How much charge would have to be put on objects that are 3.84 x 10^8 m apart so that it creates the gravitational force of 1.99 x 10^20 N?

Answer 1

Ok, Force of gravity, which will be denoted as F is:

F = 1.99 X 10^20 N

You're given the radius of the charge, denoted as r:

r = 3.84 X 10^8 m

The force of the electric field, also denoted as F, is the following expression:

F = (1/4*pi*Eo) (Q*q/r^2) = q*E

(*for the sake of simplicity, and since the problem did not specify that you will have two different charges, I will say that:

Q*q = Q^2 )

Likewise for the F of gravity:

F = G (Mm/r^2) = m*g

Since both equations equal the force, you set them equal to each other like so:

(1/4*pi*Eo) (Q^2/r^2) = G (Mm/r^2)

Ok, so the left expression is force of electricty and right expression is force of gravity.

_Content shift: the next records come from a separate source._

PR #967, opened 2015-12-30
Row validation test

andytill:
A test asserting that all rows in a batch are validated.  The error message is not fully specified to make the tests less brittle. This is covered in the eunit tests for building the error message here: https://github.com/basho/riak_kv/commit/3f7555a69ccddc6ac2d266042f85974c5826cc0b

### DIFF
--- a/tests/ts_A_put_invalid_data.erl
+++ b/tests/ts_A_put_invalid_data.erl
@@ -39,22 +39,23 @@ confirm() ->
     LongObj = ts_util:get_long_obj(),
     Bucket = ts_util:get_default_bucket(),
     {_Cluster, Conn} = ClusterConn = ts_util:cluster_and_connect(single),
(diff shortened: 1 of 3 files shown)


andytill:
I changed the test specifically not to assert on the error messages byte for byte. This is easy to do but has caused lots of test failures when error messages are changed and improved upon.

The eunits in the corresponding riak_kv PR test the error messages are built correctly.

hmmr:
I strongly agree with @andytill on matching on return codes only. Just, doing this in an isolated PR will uncover a mighty lot of similar cases in ts_*. Still, +1 here.

andytill:
I had committed the wrong file -__- which has now been blasted because I thought I already committed it.  I imagine my comments made no sense at all without the proper file.  Suggest we go with this as-is.

PR #971, opened 2016-01-08
Test that the COUNT function ignores NULL

andytill:
If a single column is used as the input to COUNT then any NULL values are not included in the total.

Testing https://github.com/basho/riak_ql/pull/87.


tests/ts_aggregation_simple.erl
```diff
@@ -77,7 +84,9 @@ verify_aggregation(ClusterType) ->
        <<"COUNT(temperature)">>,
        <<"COUNT(precipitation)">>
       ],
-      [{Count, Count, Count}]},
+      [{count_non_nulls(?PRESSURE_COL_INDEX, Data),
```
javajolt: @andytill I thought this test had previously passed.  It is simply because not an entire row was NULL?

andytill: It is because the `COUNT` is called with one column so `NULL` is not counted in the total e.g. `COUNT(precipitation)`.  The counting on the test side now checks for `NULL` in the data written as well.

We've been give the numerical value for the force of gravity, and the radius for electric force. I'm going to substitute that in, and here's what it will look like:

(1/4*pi*Eo)(Q^2/(3.84 x10^8 m)^2) = 1.99 x 10^20 N

And now, I solve for Q*q:

Q^2= (1.99 x 10^20 N) (3.84 x 10^8 m)^2 / (8.988×10^9 N m^2 C^-2 )

where (1/4*pi*Eo) = 8.988×109 N m^2 C^-2

After calculation:

Q^2 = 3.26 x 10^27 C^2

ok, remember C = Coulombs.

Now, i'm going to take the square root of both sides:

[Q^2] ^ (1/2) = [3.26 x 10^27 C^2] ^(1/2)

Finally, the charge, that you must have for the conditions you set, is :

Q = 5.714 x !0^13 C

Answer 2

Electrical clarge is totally different from gravity.